▸ **Exercise details**: In the listing below, tally each line that contains "setOfDevices". Reply with the total only.

▸ **Exercise data**:

PR #138, opened 2016-05-12
FALCON-1919 Provide user the option to store sensitive information with Hadoop credential provider

yzheng-hortonworks:
Tested alias properties being resolved correctly with Hadoop credential provider.

### DIFF
--- a/common/src/main/java/org/apache/falcon/util/StartupProperties.java
+++ b/common/src/main/java/org/apache/falcon/util/StartupProperties.java
@@ -20,8 +20,6 @@ package org.apache.falcon.util;
 
 import org.apache.falcon.FalconException;
 import org.apache.falcon.hadoop.HadoopClientFactory;
-import org.apache.falcon.security.CredentialProviderHelper;
-import org.apache.hadoop.conf.Configuration;
 import org.apache.hadoop.fs.FileSystem;
 import org.apache.hadoop.fs.Path;
 import org.slf4j.Logger;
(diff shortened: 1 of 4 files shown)


common/src/main/java/org/apache/falcon/util/StartupProperties.java
```diff
@@ -37,6 +39,9 @@
     public static final String SAFEMODE_PROPERTY = "falcon.safeMode";
     private static final String SAFEMODE_FILE = ".safemode";
     private static final String CONFIGSTORE_PROPERTY = "config.store.uri";
+    private static final String CREDENTIAL_PROVIDER_PROPERTY = "hadoop.security.credential.provider.path";
+    private static final String ALIAS_PROPERTY_PREFIX = "hadoop.security.alias.";
```
vrangan: Instead of saying hadoop.security.alias we should just say "credential.provider.alias.for" (which allows us to decouple from implementation specifics in future in terms of names).   The for at end makes it easy to understand the purpose

vrangan:
Thanks for doing this.   Add a unit testcase for the credential providing alias resolution - Please see TestPassingSecurePassword#testCredentialProviderLoader and TestPassingSecurePassword#testPasswordAliasOption in Sqoop

In fact, we no longer need the reflection mechanisms as Falcon is now using Hadoop 2.6+

vrangan:
Also, let us add a documentation for this

yzheng-hortonworks:
Thanks for your review and reminder, @vrangan . I've created a JIRA to document the usage: https://issues.apache.org/jira/browse/FALCON-1957

yzheng-hortonworks:
@vrangan  Added unit test. Thanks for the pointers. Also created a jira to remove unneeded reflection mechanisms: https://issues.apache.org/jira/browse/FALCON-1959

vrangan:
+1  - The build failures are unrelated.

bvellanki:
+1 thanks for adding tests as well. Will commit shortly

PR #782, opened 2022-03-14
Added more data to Device struct, inclu…

AaronH88:
…ding an ImageID.

# Description

Fixes # (issue)

## Type of change

What is it?

- [ ] Documentation update
- [ ] Tests update
- [X] Refactor

# Checklist:

- [ ] I run `go fmt ./...` to check that my code is properly formatted
- [ ] I run `go vet ./...` to check that my code is free of common Go style mistakes

### DIFF
--- a/go.mod
+++ b/go.mod
@@ -1,12 +1,12 @@
 module github.com/redhatinsights/edge-api
 
 require (
-	github.com/aws/aws-sdk-go v1.43.16
+	github.com/aws/aws-sdk-go v1.43.18
 	github.com/bxcodec/faker/v3 v3.8.0
 	github.com/cavaliercoder/grab v2.0.0+incompatible
 	github.com/confluentinc/confluent-kafka-go v1.8.2 // indirect
 	github.com/fedora-iot/fido-device-onboard-rs/libfdo-data-go v0.0.0-20211210154920-5c241beb5c4e
-	github.com/getkin/kin-openapi v0.91.0
+	github.com/getkin/kin-openapi v0.92.0
 	github.com/ghodss/yaml v1.0.0
 	github.com/go-chi/chi v4.1.2+incompatible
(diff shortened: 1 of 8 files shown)


pkg/models/devices.go
```diff
@@ -43,4 +43,7 @@ type Device struct {
 	LastSeen      EdgeAPITime `json:"LastSeen"`
 	CurrentHash   string      `json:"CurrentHash,omitempty"`
 	Account       string      `json:"Account"`
+	DeviceName    string      `json:"DeviceName"`
```
acosferreira, line 46: why we need the DeviceName if we already have the name?

AaronH88: Good spot, we dont need it. removing it now

acosferreira:
1. Should we use the currentHash to store the rpm_ostree_deployments.checksum or we'll go directly create the image relationship?
2. Will we use the booted to store which info? on inventory level this indicates the which image is applyed, in our scenario shouldn't be always true? 
3. On UpdateAvailable, should this be filled up by assync process?

AaronH88:
> 1. Should we use the currentHash to store the rpm_ostree_deployments.checksum or we'll go directly create the image relationship?
> 
>     2. Will we use the booted to store which info? on inventory level this indicates the which image is applyed, in our scenario shouldn't be always true?
> 
>     3. On UpdateAvailable, should this be filled up by assync process?

1. I never looked at that relationship yet. Happy to take direction from you if you think either is a good idea :smile: 

2. This was copy and pasted from the `EdgeDevices` struct. I think your correct, we can remove this var.

3. I was thinking something simpler. When a new Image is created then all devices that use the old image get this bool set to `true`. We could do this async, but it would be more of an implementation detail and not really affect the flow.

acosferreira (approved):
lgtm

PR #832, opened 2022-03-20
THEEDGE-1940 test fix for init container error versus interrupt status

loadtheaccumulator:
* two issues:
* 	1. problems if only one pod of many restarts
* 	2. they restart in a staggered manner...
*		so this steps on status set to INTERRUPTED

# Description

The init container starts in each pod so setting BUILDING to ERROR at start
  can error out valid builds running on other pods.
Second issue is related to when all pods are restarting gracefully, they do not
  stop and start at the same time. There is a cascade, so BUILDING status can
  be wiped before being set to INTERRUPTED.

Fixes # (issue) THEEDGE-1940

## Type of change

What is it?

- [ ] Documentation update
- [ ] Tests update
- [ ] Refactor

# Checklist:

### DIFF
--- a/cmd/migrate/main.go
+++ b/cmd/migrate/main.go
@@ -33,40 +33,43 @@ func main() {
 	}).Info("Configuration Values:")
 	db.InitDB()
 
-	// If there any image builds in progress, in the current architecture, we need to set them as errors because this is a brand new deployment
-	var images []models.Image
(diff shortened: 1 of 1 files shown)


loadtheaccumulator:
Testing to see if this resolves the timing issue with BUILDING not being set to INTERRUPTED on graceful shutdown.

PR #883, opened 2022-03-30
Theedge 1950 refactoring

acosferreira:
# Description

Add imageInfo from device to a device group

Fixes # (THEEDGE-1949 & THEEDGE-1950)

## Type of change

What is it?

- [ ] Documentation update
- [X] Tests update
- [ ] Refactor

# Checklist:

### DIFF
--- a/pkg/services/devicegroups.go
+++ b/pkg/services/devicegroups.go
@@ -122,44 +122,55 @@ func (s *DeviceGroupsService) GetDeviceGroups(account string, limit int, offset 
 
 	for _, group := range deviceGroups {
 
-		listImageInfo := []models.DeviceImageInfo{}
+		var listImageInfo *[]models.DeviceImageInfo
+		var err error
 		setOfImages := make(map[int]int)
 		//Getting imageId from devices under the group
 		for _, device := range group.Devices {
 			setOfImages[int(device.ImageID)] = int(device.ImageID)
 		}
 		//Getting the imageInfo and calculate the update available based on imageSet
-		for _, imageID := range setOfImages {
-			var updAvailable bool
-			var deviceImage models.Image
-			var deviceImageSet models.ImageSet
-			var CommitID uint
-			if result := db.DB.Where(models.Image{Account: account}).
-				First(&deviceImage, imageID); result.Error != nil {
-				return nil, result.Error
-			}
-			if result := db.DB.Where(models.ImageSet{Account: account}).Preload("Images").
-				First(&deviceImageSet, deviceImage.ImageSetID).Order("ID desc"); result.Error != nil {
-				return nil, result.Error
-			}
-
-			latestImage := &deviceImageSet.Images[len(deviceImageSet.Images)-1]
-			latestImageID := latestImage.ID
-
-			if int(latestImageID) > imageID {
-				updAvailable = true
-				CommitID = deviceImageSet.Images[len(deviceImageSet.Images)-1].CommitID
-			}
-
-			listImageInfo = append(listImageInfo, models.DeviceImageInfo{Name: deviceImage.Name,
-				UpdateAvailable: updAvailable,
-				CommitID:        CommitID})
-
+		listImageInfo, err = GetDeviceImageInfo(setOfImages, account)
+		if err != nil {
+			s.log.WithField("error", err.Error()).Error("Error getting device image info")
+			return nil, res.Error
 		}
 		deviceGroupListDetail = append(deviceGroupListDetail,
-			models.DeviceGroupListDetail{DeviceGroup: group, DeviceImageInfo: &listImageInfo})
+			models.DeviceGroupListDetail{DeviceGroup: group, DeviceImageInfo: listImageInfo})
 	}
 	return &deviceGroupListDetail, nil
+}
+
+func GetDeviceImageInfo(images map[int]int, account string) (*[]models.DeviceImageInfo, error) {
+	listImageInfo := []models.DeviceImageInfo{}
+	for _, imageID := range images {
+		var updAvailable bool
+		var deviceImage models.Image
+		var deviceImageSet models.ImageSet
+		var CommitID uint
+		if result := db.DB.Where(models.Image{Account: account}).
+			First(&deviceImage, imageID); result.Error != nil {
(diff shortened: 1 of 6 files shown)


pkg/services/devicegroups.go
```diff
@@ -102,22 +102,76 @@ func (s *DeviceGroupsService) DeleteDeviceGroupByID(ID string) error {
...
+		deviceGroupListDetail = append(deviceGroupListDetail,
+			models.DeviceGroupListDetail{DeviceGroup: group, DeviceImageInfo: listImageInfo})
+	}
+	return &deviceGroupListDetail, nil
+}
+
+// GetDeviceImageInfo returns the image related to the groups
+func GetDeviceImageInfo(images map[int]int, account string) (*[]models.DeviceImageInfo, error) {
+	listImageInfo := []models.DeviceImageInfo{}
+	for _, imageID := range images {
```
AaronH88, line 147: Really like this function, its nice and clean

pkg/services/devicegroups.go
```diff
@@ -102,22 +102,76 @@ func (s *DeviceGroupsService) DeleteDeviceGroupByID(ID string) error {
...
+		if result := db.DB.Where(models.ImageSet{Account: account}).Preload("Images").
+			First(&deviceImageSet, deviceImage.ImageSetID).Order("ID desc"); result.Error != nil {
+			return nil, result.Error
+		}
+
+		latestImage := &deviceImageSet.Images[len(deviceImageSet.Images)-1]
+		latestImageID := latestImage.ID
+
+		if int(latestImageID) > imageID {
+			updAvailable = true
```
AaronH88, line 165: If we are using images like this to discover if a device has an update, then do we need the `UpdateAvailable` flag in devices struct at all?

pkg/services/devicegroups.go
```diff
@@ -102,22 +102,76 @@ func (s *DeviceGroupsService) DeleteDeviceGroupByID(ID string) error {
...
+		Preload("Devices").
+		Find(&deviceGroups)
 
 	if res.Error != nil {
 		s.log.WithField("error", res.Error.Error()).Error("Error getting device groups")
 		return nil, res.Error
 	}
 
-	return &deviceGroups, nil
+	for _, group := range deviceGroups {
```
AaronH88, line 123: I like the use of the set in these loops, really nice, 
Some questions though.

Can a device be in more than one group?
Does a group have more than one Image?
Can a customer have more than one group?


I think the answer to these 3 is yes, but want to double check.
The reason I am asking is that, as we build all the data we need for one group, a lot of this data may need to be re-discovered for the next group. So instead of having these nested `for` loops, instead in one loop we discover all Devices for all groups and add it to a `set`, then in a following loop discover all Images for all Devices and add to a `set` (like you have done below) and finally then we call your new `GetDeviceImageInfo` function. 

Does this make sense? I believe that any nested loops in data look up like this result in the same data being retrieved more than once

pkg/services/devicegroups.go
acosferreira: Good catch

pkg/services/devicegroups.go
acosferreira: I like that idea! build the data for the devices and aggregate it to dont need to get it again when the device belong to more than 1 group! Let me change it ;)

pkg/services/devicegroups.go
acosferreira: @AaronH88 Can we have the next commit to update on device level as we have the udate_available?
If yes, I'll be able to move all this code, once I'll have the value to send to the FE.

pkg/services/devicegroups.go
acosferreira: @AaronH88 can you take a look if it's in the right way now?

pkg/services/devicegroups.go
```diff
@@ -102,22 +102,99 @@ func (s *DeviceGroupsService) DeleteDeviceGroupByID(ID string) error {
...
 
-	return &deviceGroups, nil
+	//Getting all devices for all groups
+	setOfDevices := make(map[int][]models.Device)
+	for _, group := range deviceGroups {
+		setOfDevices[int(group.ID)] = group.Devices
+	}
+
+	//Getting all images for all devices
+	setOfImages := make(map[int]int)
```
AaronH88, line 129: So, instead of `setOfImages := make(map[int]int)` consider `setOfImages := make(map[int]*DeviceImageInfo)`

The set part is guaranteed as `image.ID` is the `key` in this map, 
And if we have `*DeviceImageInfo` as the value, and then fill in this value in the `GetDeviceImageInfo` function, then the `//Concat info` work you do below will be a lot easier

pkg/services/devicegroups.go
```diff
@@ -102,22 +102,99 @@ func (s *DeviceGroupsService) DeleteDeviceGroupByID(ID string) error {
...
+		var updAvailable bool
+		var deviceImage models.Image
+		var deviceImageSet models.ImageSet
+		var CommitID uint
+		if result := db.DB.Where(models.Image{Account: account}).
+			First(&deviceImage, imageID); result.Error != nil {
+			return nil, result.Error
+		}
+		if result := db.DB.Where(models.ImageSet{Account: account}).Preload("Images").
+			First(&deviceImageSet, deviceImage.ImageSetID).Order("ID desc"); result.Error != nil {
```
ldjebran, line 180: Think the Order should be done not by id DESC  but by created_at DESC

ldjebran (commented):
please take in consideration that each device has an image and update availability now 

and with this PR https://github.com/RedHatInsights/edge-api/pull/886 they will be also updated

pkg/services/devicegroups.go
acosferreira: The loop on imageSet can be by ID because we dont really update an image, we create a new version that will be the update from the previous one.

pkg/services/devicegroups.go
acosferreira: @AaronH88 let me know if it's better now ;) 
Also I've change  GetDeviceImageInfo to receive the map of models.Device to dont need to query to get the update information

▸ **Solution**: 2